SUPPLIED RECORDS:

-- Opening Marker --

PR #198, opened 2019-12-06
template/base: allow hierarchy to include empty directories

### LINKED ISSUE #184: Hierarchy fails on empty directory

eunomia version: 0.0.4

yes

jinja

**What did you do?**
When you have an empty directory as part of the hierarchy is fails on yq merge stating that 2 or more yaml files are needed.

The following line needs to be skipped if no yaml files were found in folder.
https://github.com/KohlsTechnology/eunomia/blob/2e4618d13135de18cb1b4083772f02b1f9aef85c/template-processors/base/bin/processParameters.sh#L54

Empty folders skipped with processing continuing to merge other files found.

**What did you see instead?**
Error where processing stopped.

vinny-sabatini:
**Description**

Allow the hierarchy resolution in the base processParameters.sh script to include directories that do not include any yaml or json files.

In addition, while testing I noticed warnings being logged by the find command due to ordering of options. I have moved the `-name` flags to the end to address this.

Fixes #184 

**Type of change**

### DIFF
--- a/template-processors/base/bin/processParameters.sh
+++ b/template-processors/base/bin/processParameters.sh
@@ -51,7 +51,9 @@ if [ -n "${FOLDERS}" ]; then
     YAML_FILES="$(find "${DIR}" -maxdepth 1 -name \*.json -o -name \*.yaml -o -name \*.yml)"
 
     # merge the files
-    goyq merge -i -x "${VALUES_FILE}" ${YAML_FILES}
+    if [ ! -z "${YAML_FILES}" ]; then
+      goyq merge -i -x "${VALUES_FILE}" ${YAML_FILES}
+    fi
   done
 else
   echo "ERROR - no folders found for processing"
--- a/template-processors/base/bin/processParameters.sh
+++ b/template-processors/base/bin/processParameters.sh
@@ -48,7 +48,7 @@ if [ -n "${FOLDERS}" ]; then
     echo "Processing files in ${DIR}"
 
     # get the list of yaml files to process
-    YAML_FILES="$(find "${DIR}" -name \*.json -o -name \*.yaml -o -name \*.yml  -maxdepth 1)"
+    YAML_FILES="$(find "${DIR}" -maxdepth 1 -name \*.json -o -name \*.yaml -o -name \*.yml)"
 
     # merge the files
     goyq merge -i -x "${VALUES_FILE}" ${YAML_FILES}
--- a/CHANGELOG.md
+++ b/CHANGELOG.md
@@ -1,4 +1,6 @@
 ## v0.0.6 (Unreleased)
+BUG FIXES:
+* Allow empty hierarchy directories [GH-184](https://github.com/KohlsTechnology/eunomia/pull/184)
 
 ## v0.0.5 (December 5, 2019)
 BUG FIXES:
--- a/test/e2e/testdata/hierarchy/level4/hierarchy.lst
+++ b/test/e2e/testdata/hierarchy/level4/hierarchy.lst
@@ -1,4 +1,5 @@
 ../level1
 ../level2
 ../level3-empty
+../level5-no-files
 ./


template-processors/base/bin/processParameters.sh
```diff
@@ -51,7 +51,9 @@ if [ -n "${FOLDERS}" ]; then
     YAML_FILES="$(find "${DIR}" -maxdepth 1 -name \*.json -o -name \*.yaml -o -name \*.yml)"
 
     # merge the files
-    goyq merge -i -x "${VALUES_FILE}" ${YAML_FILES}
+    if [ ! -z "${YAML_FILES}" ]; then
```
akavel: 1. (Note for future: this can be also shortened to `[ -n "${YAML_FILES}" ]` (as in l. 42), or even `[ "${YAML_FILES}" ]`).
 2. It's not clear to me what's the behavior here with regards to l. 68; do I understand correctly that we'll get this error message now if and only if when there's an empty `hierarchy.lst` file present in the repo?

vinny-sabatini: 1. Good call, thanks for the feedback
2. Looking at the conditional on L.65-70, I believe that is checking if `/tmp/eunomia_values_processed1.yaml` exists, which is created on line 45, so I don't think that error would ever be hit.

The conditional I added will append yaml/json files to `/tmp/eunomia_values_processed1.yaml` if there are any in the current directory being checked, and will move on if there are not any yaml/json files in the directory.

Hope that helps!

akavel: Ad.2: There's a few parts to this story, as I see it:

Firstly, if we are sure this error will never be hit, we should remove it.

However, there's currently one subtle scenario, when I believe ~~it still can be hit~~ there's some tricky behavior: I expect it to be triggered when `hierarchy.lst` file exists, but is empty. In this case, I expect the code flow would go like this:

 1. `FOLDERS` is set to empty on l.21
 2. `if` on l.23 is entered (because `hierarchy.lst` exists)
 3. `while` loop on l.26 is skipped (because `hierarchy.lst` is empty)
 4. `if` on l.42 is skipped (because `FOLDERS` is empty)
 5. ~~`if` on l.65 is skipped (because `VALUES_FILE` is not set) and else on l.67 is entered~~; hm, so, actually, given `set -u` at the beginning of the file, I believe we'll have an error in this case.

Given the above (unless I'm misguided), I believe it would be good if we (1) fix handling of empty `hierarchy.lst` by doing some explicit choice, to make sure it doesn't result in some accidental unexpected code path, and (2) if we want to allow empty/no parameters in the end, prune the dead code fragment on l. 67-69.

Also, notably, I believe our behavior of empty parameters is kinda semi-accidentally drifting. Initially, we seemed to strongly disallow empty params, which was even too strong, as it was breaking hello-world-yaml. However, I guess the idea made some sense for non-trivial template processors (i.e. all except pure `eunomia-base`), to help detect CR errors. Now, after numerous code changes in this file, we seem to have got to a place, where we de facto allow empty parameters; this makes obvious sense for `hello-world-yaml`, but I'm not sure if we are sure we want to remove the protection which existed for non-trivial processors. But if we do, I believe we shouldn't keep the never-used error block in the script, as it might be misleading.

What are your thoughts on this? Would you want to take a look at this by yourself, or would you prefer if I open a new separate issue describing this situation?

Thanks!

vinny-sabatini: Yeah this is a bit tricker than I thought. My vote would be to create a separate issue where we explicitly determine the logic here/how we want to handle empty vars. Then the issue can include tests to enforce this functionality, and if we ever refactor/reduce our bash footprint in this repo, we can make sure we aren't breaking our expected behavior 😄

If you could create the issue with your current understanding of the logic, that would be greatly appreciated!

akavel: Hmm.... so, after some more pondering, I'm starting to think that "tests" is indeed the key word here. I tried to start writing the issue, but without tests, fixing anything here is kinda too fragile anyway; and once we get them, some of this will become much clearer already. So in the end, I think I'll skip for now; it's one of the many papercuts that we'll hopefully have better tools to resolve once we have better tests coverage... Thanks for the discussion! :)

-- Closing Marker --

All of the material should be written out again exactly.

PR #198, opened 2019-12-06
template/base: allow hierarchy to include empty directories

### LINKED ISSUE #184: Hierarchy fails on empty directory

eunomia version: 0.0.4

yes

jinja

**What did you do?**
When you have an empty directory as part of the hierarchy is fails on yq merge stating that 2 or more yaml files are needed.

The following line needs to be skipped if no yaml files were found in folder.
https://github.com/KohlsTechnology/eunomia/blob/2e4618d13135de18cb1b4083772f02b1f9aef85c/template-processors/base/bin/processParameters.sh#L54

Empty folders skipped with processing continuing to merge other files found.

**What did you see instead?**
Error where processing stopped.

vinny-sabatini:
**Description**

Allow the hierarchy resolution in the base processParameters.sh script to include directories that do not include any yaml or json files.

In addition, while testing I noticed warnings being logged by the find command due to ordering of options. I have moved the `-name` flags to the end to address this.

Fixes #184 

**Type of change**

### DIFF
--- a/template-processors/base/bin/processParameters.sh
+++ b/template-processors/base/bin/processParameters.sh
@@ -51,7 +51,9 @@ if [ -n "${FOLDERS}" ]; then
     YAML_FILES="$(find "${DIR}" -maxdepth 1 -name \*.json -o -name \*.yaml -o -name \*.yml)"
 
     # merge the files
-    goyq merge -i -x "${VALUES_FILE}" ${YAML_FILES}
+    if [ ! -z "${YAML_FILES}" ]; then
+      goyq merge -i -x "${VALUES_FILE}" ${YAML_FILES}
+    fi
   done
 else
   echo "ERROR - no folders found for processing"
--- a/template-processors/base/bin/processParameters.sh
+++ b/template-processors/base/bin/processParameters.sh
@@ -48,7 +48,7 @@ if [ -n "${FOLDERS}" ]; then
     echo "Processing files in ${DIR}"
 
     # get the list of yaml files to process
-    YAML_FILES="$(find "${DIR}" -name \*.json -o -name \*.yaml -o -name \*.yml  -maxdepth 1)"
+    YAML_FILES="$(find "${DIR}" -maxdepth 1 -name \*.json -o -name \*.yaml -o -name \*.yml)"
 
     # merge the files
     goyq merge -i -x "${VALUES_FILE}" ${YAML_FILES}
--- a/CHANGELOG.md
+++ b/CHANGELOG.md
@@ -1,4 +1,6 @@
 ## v0.0.6 (Unreleased)
+BUG FIXES:
+* Allow empty hierarchy directories [GH-184](https://github.com/KohlsTechnology/eunomia/pull/184)
 
 ## v0.0.5 (December 5, 2019)
 BUG FIXES:
--- a/test/e2e/testdata/hierarchy/level4/hierarchy.lst
+++ b/test/e2e/testdata/hierarchy/level4/hierarchy.lst
@@ -1,4 +1,5 @@
 ../level1
 ../level2
 ../level3-empty
+../level5-no-files
 ./


template-processors/base/bin/processParameters.sh
```diff
@@ -51,7 +51,9 @@ if [ -n "${FOLDERS}" ]; then
     YAML_FILES="$(find "${DIR}" -maxdepth 1 -name \*.json -o -name \*.yaml -o -name \*.yml)"
 
     # merge the files
-    goyq merge -i -x "${VALUES_FILE}" ${YAML_FILES}
+    if [ ! -z "${YAML_FILES}" ]; then
```
akavel: 1. (Note for future: this can be also shortened to `[ -n "${YAML_FILES}" ]` (as in l. 42), or even `[ "${YAML_FILES}" ]`).
 2. It's not clear to me what's the behavior here with regards to l. 68; do I understand correctly that we'll get this error message now if and only if when there's an empty `hierarchy.lst` file present in the repo?

vinny-sabatini: 1. Good call, thanks for the feedback
2. Looking at the conditional on L.65-70, I believe that is checking if `/tmp/eunomia_values_processed1.yaml` exists, which is created on line 45, so I don't think that error would ever be hit.

The conditional I added will append yaml/json files to `/tmp/eunomia_values_processed1.yaml` if there are any in the current directory being checked, and will move on if there are not any yaml/json files in the directory.

Hope that helps!

akavel: Ad.2: There's a few parts to this story, as I see it:

Firstly, if we are sure this error will never be hit, we should remove it.

However, there's currently one subtle scenario, when I believe ~~it still can be hit~~ there's some tricky behavior: I expect it to be triggered when `hierarchy.lst` file exists, but is empty. In this case, I expect the code flow would go like this:

 1. `FOLDERS` is set to empty on l.21
 2. `if` on l.23 is entered (because `hierarchy.lst` exists)
 3. `while` loop on l.26 is skipped (because `hierarchy.lst` is empty)
 4. `if` on l.42 is skipped (because `FOLDERS` is empty)
 5. ~~`if` on l.65 is skipped (because `VALUES_FILE` is not set) and else on l.67 is entered~~; hm, so, actually, given `set -u` at the beginning of the file, I believe we'll have an error in this case.

Given the above (unless I'm misguided), I believe it would be good if we (1) fix handling of empty `hierarchy.lst` by doing some explicit choice, to make sure it doesn't result in some accidental unexpected code path, and (2) if we want to allow empty/no parameters in the end, prune the dead code fragment on l. 67-69.

Also, notably, I believe our behavior of empty parameters is kinda semi-accidentally drifting. Initially, we seemed to strongly disallow empty params, which was even too strong, as it was breaking hello-world-yaml. However, I guess the idea made some sense for non-trivial template processors (i.e. all except pure `eunomia-base`), to help detect CR errors. Now, after numerous code changes in this file, we seem to have got to a place, where we de facto allow empty parameters; this makes obvious sense for `hello-world-yaml`, but I'm not sure if we are sure we want to remove the protection which existed for non-trivial processors. But if we do, I believe we shouldn't keep the never-used error block in the script, as it might be misleading.

What are your thoughts on this? Would you want to take a look at this by yourself, or would you prefer if I open a new separate issue describing this situation?

Thanks!

vinny-sabatini: Yeah this is a bit tricker than I thought. My vote would be to create a separate issue where we explicitly determine the logic here/how we want to handle empty vars. Then the issue can include tests to enforce this functionality, and if we ever refactor/reduce our bash footprint in this repo, we can make sure we aren't breaking our expected behavior 😄

If you could create the issue with your current understanding of the logic, that would be greatly appreciated!

akavel: Hmm.... so, after some more pondering, I'm starting to think that "tests" is indeed the key word here. I tried to start writing the issue, but without tests, fixing anything here is kinda too fragile anyway; and once we get them, some of this will become much clearer already. So in the end, I think I'll skip for now; it's one of the many papercuts that we'll hopefully have better tools to resolve once we have better tests coverage... Thanks for the discussion! :)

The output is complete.